— Your objective —
Check each line of the material for the string "IssueTrackingForRepo", and copy the lines that have it.

-------

PR #106, opened 2026-04-20
fix: per-repo IT implicit enable + LED consistency + PR metadata persistence

Muriano:
## Summary

Fixes multiple issues with per-repo issue tracking configuration:

### Daemon
- `IssueTrackingForRepo`: implicitly enables IT when per-repo labels are configured (no separate toggle needed)
- Poll cycle checks per-repo enabled status, not just global
- 4 new tests for merge behavior

### Flutter
- LED indicators: vertical layout, reflect labels-as-active (matches daemon implicit-enable)
- Toggles: `itEnabled`/`devEnabled` derived from labels in `fromJson` (consistent with LEDs)
- TOML writer: now persists `pr_reviewers`, `pr_assignee`, `pr_labels`, `pr_draft` per-repo
- TOML writer: PR metadata written BEFORE issue_tracking sub-table (TOML ordering requirement)
- `isMonitored` considers repos with labels as monitored
- `save()` restored to writeConfig + reload (PUT /config doesn't support per-repo overrides)

## Test Plan

- [x] `make test-docker` — all packages pass (7 IssueTrackingForRepo tests)
- [ ] Manual: configure PR reviewers/labels on a repo, restart app — verify they persist
- [ ] Manual: repo with labels shows green LEDs + ON toggles


sergiotejon (changes requested):
## 🤖 Heimdallm AI Review

The PR fixes a UX pitfall where users configure per-repo labels but forget to set Enabled=true. However, it introduces a regression: repos can no longer explicitly disable issue tracking via per-repo override when the global setting is on, because `ov.Enabled = false` is now ignored rather than honored.

### Issues

🔴 **daemon/internal/config/config.go:317** — Regression: lost ability to explicitly disable issue tracking per-repo. Previously `merged.Enabled = ov.Enabled` allowed a repo to set `Enabled: false` to override a global `Enabled: true`. Now, if `ov.Enabled` is false and no labels are configured, `merged.Enabled` retains the global value (which may be true), so there is no way for a per-repo override to turn off issue tracking. Consider a tri-state or pointer (`*bool`) for `Enabled` to distinguish 'explicitly false' from 'not set'.
🟡 **daemon/internal/config/config.go:322** — The two branches (`if ov.Enabled` and `else if len(ov.DevelopLabels) > 0 || len(ov.ReviewOnlyLabels) > 0`) both assign `merged.Enabled = true`. This can be simplified to a single condition: `if ov.Enabled || len(ov.DevelopLabels) > 0 || len(ov.ReviewOnlyLabels) > 0`.
⚠️ **daemon/internal/config/config.go:317** — No test coverage is included in this diff. The original behavior was nuanced (per-repo override wins unconditionally); changing it without tests for both the new implicit-enable path and the disable-override path risks silent regressions.

### Suggestions

- Use a pointer type (`*bool`) or a tri-state enum for `IssueTrackingConfig.Enabled` so you can distinguish 'explicitly set to false' from 'not specified'. This preserves the implicit-enable-on-labels behavior while still allowing explicit opt-out per repo.
- Add unit tests covering: (1) global on + per-repo explicitly disabled, (2) global off + per-repo has labels but no Enabled flag, (3) global off + per-repo has Enabled=true, (4) global on + per-repo has no overrides.
- Simplify the two identical branches into a single `if` with an OR condition for readability.

---

Muriano:
## Response to AI Review

**Fixed (f67497e):**
- **Item 2 (simplify)**: Single OR condition.
- **Item 3 (no tests)**: 3 new tests — labels-imply-enabled, empty-override-disabled, global-on-inherits. Total 7 IssueTrackingForRepo tests.

**Documented, not changed:**
- **Item 1 (regression: can't disable per-repo)**: Valid observation. Documented as comment in the code. The `bool` zero value makes "explicitly false" indistinguishable from "not set". A `*bool` refactor would fix it but changes TOML parsing + JSON serialization — scope beyond this fix. No current user has global IT enabled + needs to exclude specific repos. If that use case materializes, the `*bool` path is clear.

vbuenog (approved):
## 🤖 Heimdallm AI Review

Solid fix for the implicit-enable and TOML ordering bugs. Three targeted issues remain: a daemon/Flutter parity gap when only develop_labels is configured (IT LED shows wrong state), devLedStatus now reports 'repo' even when no local dir mapping exists, and the isMonitored additions are partially redundant. The known can't-disable regression is correctly documented.

### Issues

⚠️ **flutter_app/lib/core/models/config_model.dart:174** — itLedStatus only checks reviewOnlyLabels for the implicit-active path, but the daemon enables IT when either ReviewOnlyLabels OR DevelopLabels is non-empty. A repo configured with only develop_labels will have the daemon report IT enabled while the Flutter LED falls through to 'global' or 'off'. Fix: add || (developLabels != null && developLabels!.isNotEmpty) to the labels check in itLedStatus.
⚠️ **flutter_app/lib/core/models/config_model.dart:418** — In AppConfig._parseRepos, itEnabled is derived as (itExplicit || hasReviewLabels) but does not include hasDevLabels. Since the daemon treats develop_labels as implicitly enabling IT (Enabled=true), the model should use (itExplicit || hasReviewLabels || hasDevLabels). With only develop_labels configured, itEnabled stays null and the derived LED state diverges from the daemon.
⚠️ **flutter_app/lib/core/models/config_model.dart:180** — devLedStatus removed the hasLocalDir guard from the devEnabled == true branch. A repo with devEnabled=true but no local_dir mapping now returns 'repo' (active LED) even though dev mode cannot function without a local dir. The old guard was intentional; this change may mislead users about feature availability.
🟡 **flutter_app/lib/core/setup/first_run_setup.dart:272** — pr_draft = true is only written when prDraft == true. If a future default flips to true globally and a per-repo override of false is needed, this will silently drop the override. Low risk given current defaults, but worth a comment or handling the false case explicitly.
🟡 **flutter_app/lib/core/models/config_model.dart:143** — The reviewOnlyLabels and developLabels conditions added to isMonitored are now largely redundant: _parseRepos already sets itEnabled=true / devEnabled=true when labels are present, so the earlier (itEnabled ?? false) and (devEnabled ?? false) clauses will already fire. Not harmful, but adds dead logic paths that will diverge if parsing logic changes.

### Suggestions

- In itLedStatus, mirror the daemon condition exactly: treat developLabels being non-empty as an implicit 'repo' return, matching the daemon's `len(ov.DevelopLabels) > 0` branch.
- In _parseRepos, derive itEnabled as (itExplicit || hasReviewLabels || hasDevLabels) ? true : null to keep Flutter and daemon semantics in sync.
- Restore the hasLocalDir guard in devLedStatus for the devEnabled == true branch, or add a comment explaining why showing 'repo' without a local dir is intentional.
- Consider a follow-up issue for the *bool refactor so the can't-disable regression has a tracked path forward before a user hits it.

---

sergiotejon (approved):
## 🤖 Heimdallm AI Review

PR addresses previous feedback well (tests added, limitation documented). The remaining concerns are a behavioral inconsistency in devLedStatus and a potential round-trip data loss in TOML parsing. Overall quality is good.

### Issues

⚠️ **flutter_app/lib/core/models/config_model.dart:172** — devLedStatus: removing `hasLocalDir` from the `devEnabled == true` branch means the LED shows 'repo' (active) even when no local directory is mapped — but develop mode cannot function without one. The implicit-enable path (labels) still correctly gates on `hasLocalDir`. This inconsistency could mislead users into thinking develop mode is operational when it isn't. Consider restoring `&& hasLocalDir` on line 172, or removing it from the labels path too and handling 'configured but non-functional' separately.
🟡 **flutter_app/lib/core/models/config_model.dart:414** — TOML parsing collapses explicit `enabled = false` into `null` (not set). If a user explicitly sets `enabled = false` in TOML, it parses as itEnabled=null. On next save, that null won't emit `enabled = false` to the file, silently dropping the user's intent. This is the same bool zero-value limitation as the Go side, but the Flutter round-trip (read → save → read) can lose data. Worth a code comment at minimum so the behavior is documented here too.

### Suggestions

- Add a unit test for devLedStatus verifying the LED state when devEnabled=true but hasLocalDir=false — this documents the intended behavior either way.
- Consider adding a brief comment near the TOML parsing (line 414) noting the round-trip limitation for explicit false, mirroring the Go-side documentation.

---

-------

— Answer below —
- `IssueTrackingForRepo`: implicitly enables IT when per-repo labels are configured (no separate toggle needed)
- [x] `make test-docker` — all packages pass (7 IssueTrackingForRepo tests)
- **Item 3 (no tests)**: 3 new tests — labels-imply-enabled, empty-override-disabled, global-on-inherits. Total 7 IssueTrackingForRepo tests.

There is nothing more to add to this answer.